Turning to the costs associated with the potential changing of the way that people think, to me this is the more interesting discussion. It seems to me that the studies indicate that the internet as a medium is in fact changing, to some extent, the way that people think. My question is, do we really know whether the change is good or bad? All of the reports that I have seen make the assumption that change is bad without any discussion whatsoever as to how their may be improvements also happening. I do not believe that the internet is the first technological advance that has changed the way that people think. For example, I imagine that writings, as opposed to an oral tradition, greatly affected the thinking of mankind. Do we know whether the change was good or bad?

#5 rbirkey on 06.21.10 at 10:00 am

I also am an Internet professional and appreciate the concerns about the Internet. I support the call for clear-thinking and balance.

One thought that I would build upon what Teddy shared and throw out for consideration is that this same need for balance and clear-thinking has been true of EVERY other technology advancement in the history of human communications.

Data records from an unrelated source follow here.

PR #1152, opened 2025-02-17
Use `ruff` as Python code formatter and linter

fabcor-maxiv:
Use `ruff` to replace:

* `autoflake`
* `black`
* `flake8`
* `isort`

Also reorganize the `pre-commit` hooks in a more logical order.


fabcor-maxiv:
Here we go for MXCuBE-Core...

Same as for MXCuBE-Web in <https://github.com/mxcube/mxcubeweb/pull/1555>, the goal of this PR is only to migrate to ruff, not about fixing lint rules violations (yet). And same as for MXCuBE-Web this did trigger some reformatting, mostly removing empty lines, but also some actual reformatting in particular regarding the `assert`s in the tests. These reformattings are a bit strange to me, but I guess also the code itself for these reformatted lines is a bit strange to begin with.

If you check `ruff.toml` you will see that there was a huge number of violations that needed to be ignored. Ultimate goal would be obviously to get all those violations fixed one way or another.

I also did a bit of cleaning on the pre-commit config file to stop files from being ignored for no reason.

marcus-oscarsson:
Thanks a lot very nice. I think we should go for it, it would as you mentioned be very nice to get rid of those violations at some point. Perhaps each site can check their files and then we can do a common effort for the common files. Lets bring it up during our next developers meeting.

PR #488, opened 2016-04-27
Unquote URI parts prior to using in connection

asfaltboy:
As you may know, [RFC-3986][1] allows passing "disallowed" characters as long as these are percent encoded.
Since PGCLI deals with the url parsing, we should expect this to happen, and use the values after they have been decoded.

(includes a simple test for the parsing and decoding)

[1]: https://tools.ietf.org/html/rfc3986#section-2.1

### DIFF
--- a/pgcli/main.py
+++ b/pgcli/main.py
@@ -54,9 +54,9 @@ from .__init__ import __version__
 click.disable_unicode_literals_warning = True
 
 try:
-    from urlparse import urlparse
+    from urlparse import urlparse, unquote
 except ImportError:
-    from urllib.parse import urlparse
+    from urllib.parse import urlparse, unquote
 
 from getpass import getuser
 from psycopg2 import OperationalError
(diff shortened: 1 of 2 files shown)


pgcli/main.py
```diff
@@ -238,8 +238,10 @@ def connect_dsn(self, dsn):
     def connect_uri(self, uri):
         uri = urlparse(uri)
         database = uri.path[1:]  # ignore the leading fwd slash
-        self.connect(database, uri.hostname, uri.username,
-                     uri.port, uri.password)
+        arguments = [database, uri.hostname, uri.username,
+                     uri.port, uri.password]
+        # unquote each URI part (they may be percent encoded)
+        self.connect(*list(map(lambda p: unquote(p) if p else p, arguments)))
```
amjith: If we run unquote on the raw uri before we call urlparse(), it should make the code simpler. Would you mind running the unquote on https://github.com/dbcli/pgcli/pull/488/files#diff-38f3aeda57742756afa677ca09dcea43R239

amjith:
Thank you for the PR and the accompanying test. I appreciate the time you took to create the PR. 

I've left a comment to simplify the code a little bit. Can you please revise the PR and leave a comment when you've done so?

pgcli/main.py
asfaltboy: Sorry for slow response. This cannot be done if we use `urlparse`, in fact this results in the error that has prompted me to submit this PR:

```
pgcli/main.py:241: in connect_uri
    uri = urlparse(unquoted)

../../../.pyenv/versions/2.7.11/lib/python2.7/urlparse.py:143: in urlparse
    tuple = urlsplit(url, scheme, allow_fragments)

>               raise ValueError("Invalid IPv6 URL")
E               ValueError: Invalid IPv6 URL
```

This happens if we unquote the URI and then try to parse the strings, which now includes invalid characters according to RFC  3986.

The error message from urllib is slightly misleading, hence this PR :)

amjith:
Good to know. Thank you for the follow through. 👍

Think of all the changes in communications throughout history: spoken languages, alphabets and written language, painting and the arts, the printing press, the camera and photography, telegraph, telephone, the movie camera and film, radio, television, video, wireless cell phones, satellite communications, the Internet and the web, digital publishing, social media, etc.

Thinking back to when the telephone was invented, it dramatically changed the way people interacted with each other. They spent less time traveling to physically visit each other face-to-face, which many at that time decried as being socially unhealthy and spiritually dangerous.

Before Gutenberg’s printing press, communication was basically aural, and the spoken word, artistic visual images and story-telling were extremely important. With the press came much good (the Bible and religious images available to many more people in their own languages), and much evil (greater dissemination of untruth, lies and deceptive, manipulative information, unhealthy visual images).

Let’s not forget that offset printing and photography were the first technologies used to create the modern pornography industry and all the addictions and ruination that comes from it! The Internet is basically turning a pre-existing industry into a world-wide plague.

In my opinion, there is little difference in nature between what the Internet is doing to us today, and what other technological changes have done to us in the past. Technology will continue to change everything, and we as humans will be faced with the same choices we always have. Will we embrace change and learn to use whatever the next technology is for good, or will we allow it to be used for evil? We face these questions as individuals, societies and nation/cultures.

The Internet has been with us now for over a decade. Based upon the compressing rate of change as seen in the simple historical list above, I expect that there will be other technologies that will change everything within our lifetime. We may be thinking that we have time to figure this Internet thing out… but in fact it is already “old” by today’s standards and will be modified, replaced or transformed before we know it.

That is the new reality we live in, and the world that Christians need to be prepared to think clearly about and find balance within.